On a local level, what would Dunkirk and the entire manufacturing Northeast have been without the hard work of Sir Henry Bessemer or his American counterpart, William Kelly, both of whom invented a method for removing impurities from pig iron? Further improvements in steel production gave United States workers dependable jobs well into the 20th century. Along with these jobs – largely private-sector union jobs – came a ladder into the middle class, suburban living, and all the comforts so many of us “of an age” remember because we grew up in this neck of the woods.

The record of history awards inventors and entrepreneurs with all the written accolades. But the companies they inspire rely on a huge backbone of blue-collar laborers and white-collar workers. Without them, invention, entrepreneurship, and business would grind to a halt. It is fitting that on Labor Day, everyone in the business chain from managers to line workers to consumers should take a pause from the picnics and poolside respites to reflect on the importance of workers. It wouldn’t hurt to contemplate the likely fate of America’s workers in a political climate whose key players want to continue the three-decade shift of prosperity away from the working poor and middle classes.

It’s impossible to pin down a founder of Labor Day, but it has been a legal American holiday since Congress made it so in 1894. This legislation traces directly back to the Pullman Palace Car Co.’s mistreatment of its workers. Wage cuts and union busting by the strong arm of management led to a strike, which resulted in the government’s use of military troops. This was the final straw that unleashed waves of rioting.

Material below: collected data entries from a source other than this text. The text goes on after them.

PR #144, opened 2025-08-25
Add a manageiq://api builtin method

agrare:
Add a builtin method specific to the ManageIQ API.  This uses the `Context.Execution._manageiq_api_url` which is populated by the Embedded Workflows provider when executing a Workflow, based on `MiqRegion.my_region.remote_ws_url`: https://github.com/ManageIQ/manageiq-providers-workflows/blob/master/app/models/manageiq/providers/workflows/automation_manager/workflow.rb#L18C46-L18C79

It also defaults to JSON encoding and application/json ContentType.

We could probably do something with authentication as well.

### DIFF
--- a/lib/manageiq/providers/workflows/builtin_methods.rb
+++ b/lib/manageiq/providers/workflows/builtin_methods.rb
@@ -2,6 +2,25 @@ module ManageIQ
   module Providers
     module Workflows
       class BuiltinMethods < Floe::BuiltinRunner::Methods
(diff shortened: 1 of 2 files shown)


agrare:
> It does get me thinking about pagination. Perhaps as a follow up or another Option of some sort.

Yeah we could do something with the "async" mode where we request a page at a time without blocking in the initial call

Fryguy:
Do we need docs?

PR #146, opened 2025-09-04
Prevent Floe wait thread from starting in tests

agrare:
`WorkflowInstance#run` calls into `ManageIQ::Providers::Workflows::Runner` to add/remove the workflow instance, and on initial access to the runner instance the wait event thread is started.


spec/models/manageiq/providers/workflows/automation_manager/workflow_instance_spec.rb
```diff
@@ -21,6 +21,15 @@
     }
   end
 
+  before do
+    runner_mock = double("ManageIQ::Providers::Workflows::Runner")
+
+    allow(runner_mock).to receive(:add_workflow_instance).and_return(nil)
+    allow(runner_mock).to receive(:delete_workflow_instance).and_return(nil)
```
kbrock, line 28: do you have a preference for this vs

```suggestion
    runner_mock = double("ManageIQ::Providers::Workflows::Runner", :add_workflow_instance => nil, :delete_workflow_instance => nil)
```

kbrock (approved):
LGTM
only 1 question

spec/models/manageiq/providers/workflows/automation_manager/workflow_instance_spec.rb
agrare: :+1: yeah that works, always forget `double()` can do that.  That part of my brain is taken up with LVM knowlege :rofl:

The good news is that awareness of workers’ rights increased. At the time, the labor-management balance was lopsided; labor worked grueling hours for minimal pay and Gilded Age bosses lived lavishly off the backs of those laborers.

Is it any wonder workers banded together to push back against the basic injustice of conspicuous labor disequilibrium? Those organizations of people demanding basic prosperity for their hard work were called “unions.” There was a time when unions were a political positive. Subsequent demonization of union members is based on the provably false assumption that worker prosperity causes management poverty. The years when unions and corporations flourished simultaneously render anti-union claims absurd.

The rise of Reaganism in the ’80s swung the economic imbalance back to the wealthy. Three decades of trade deals and legislation bestowing tax breaks on executives and corporations have created a growing gap between the wealthy and those who do the actual wealth-generating work. Thanks to outsourcing, too many Americans rely on service economy jobs that suck the life out of them through skimpy pay and nonexistent benefits.

Union crushing was the first salvo in a long war whose end game is enhancing the wealth of the planet’s corporate behemoths. Today’s tactics use trade deals to achieve that end, the most conspicuous being the Trans-Pacific Partnership (TPP). The TPP will do what previous trade deals have done – grant more wealth and political power to multinational corporations on the backs of increasingly poor laborers in the United States and other countries that sign on to “free” trade.

So who’s to blame for these anti-worker pacts? The TPP has bipartisan support from senators in both parties, including vice presidential candidate Tim Kaine. It’s no secret President Obama and Secretary of State Clinton pushed hard for the TPP. This is clearly not a conception of the right or the left; it is a conception of the unibrow political establishment, and leaders of both parties seek to deliver these dangerous deals to a troubled world. As usual, workers will pay heavily for that.

In years to come, what meat will occupy the Labor Day grill – steak or hot dogs? Maybe neither. Backyard squirrel, anyone?